In February, a Durango Herald article quoted a Colorado Hospital Association, study evaluating five years of medical codes from birth records at its 100 hospitals statewide. According to the data, the number of newborns experiencing opioid-related withdrawal symptoms increased nearly two and a half times between 2011 and 2015.

At one point, Valley hospitals estimated that three out of every five infants evidenced opiate addiction at birth.

Information developed by the Health Resources and Services Administration (HRSA) shows that from 2005 to 2009 there were 20 opiate-related overdose deaths in the San Luis Valley and from 2009 to 2013 that rate jumped to 40 opiate related deaths Valley-wide. This is a 100 percent increase in the deaths due to opiate overdoses in a four-year period (CDPHE, 2014).

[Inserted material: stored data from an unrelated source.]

PR #108, opened 2026-07-07
fix: process publish check intermediate fix

mobaetzel:
# Description
The current permission check for publishing process versions does not check the system permissions. This PR fixes this issue.

# Ticket
- OP#885


mobaetzel:
This will be solved on the feature branch `feature/permission-check-basis`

The San Luis Valley was one of only 15 rural communities nationwide to receive a $100,000 grant in 2015 from HRSA to fund Naloxone education. Naloxone is an opiate antagonist delivered by injection that reverses an opiate related overdose.

Dr. Jack Westfall of the University of Colorado Anschutz Medical Campus and director of the High Plains Research Network also is leading a team that received a $3 million federal grant last summer. Westfall’s team will encourage more doctors and nurses in the San Luis Valley and Eastern Plains to get the training and certification needed to prescribe buprenorphine, among other goals, a methadone-like drug which helps those wishing to recover from heroin addiction.

 

Consequences of the opioid flood

Earlier this year, an article written for the Valley Courier by Ruth Heide said in part:

“After conducting an investigation that revealed thousands of controlled substance prescriptions written within a year’s time — including prescriptions for the “holy trinity” of drugs — and the deaths of three patients related to drug intoxication, on March 8 the State Board of Nursing under Program Director Sam Delp issued a summary suspension of the professional nursing license of Alamosa nurse practitioner Debra Rice, R.N., A.P.N., R.X.N., practicing at SoCo Medical Services in Alamosa.

“Rice had been licensed and granted prescriptive authority since 2008.

“As part of her practice, Rice wrote prescriptions for controlled substances including narcotic pain medications, benzodiazepines, and muscle relaxers. According to the State Board of Nursing between January 1 and May 23 of 2016 Rice wrote more than 2,400 prescriptions for controlled substances, including oxycodone/acetaminophen, Diazepam, Methadone, Oxycodone (10 mg, 16 mg and 20 mg) and Tramadol.

“From January 1, 2016 through February 25, 2017, Rice wrote more than 7,000 prescriptions for controlled substances including Oxycodone/Acetaminophen, diazepam, methadone, oxycodone (10 mg, 15 mg and 20 mg), morphine and tramadol, according to the state board. Three of Rice’s patients died from drug combinations or overdoses while in her care.

“Based upon the information obtained in the board's investigation, objective and reasonable grounds exist to believe, and the board so finds, that respondent [Rice] is guilty of deliberate and willful violation of Article 88, Title 12, C.R.S., (Nurse Practice Act) and/or the public health, safety, or welfare imperatively requires emergency action.” https://alamosanews.com/article/chronic-pain-fatal-practice

Was McKesson complicit in the deaths of Rice’s patients? The deaths mentioned above happened after McKesson’s settlement with the DEA and the DOJ. But certainly the deaths of those prior to 2014 could possibly have been linked to McKesson products. As one DEA agent told CBS: “They’re killing people…And it is all for financial gain.”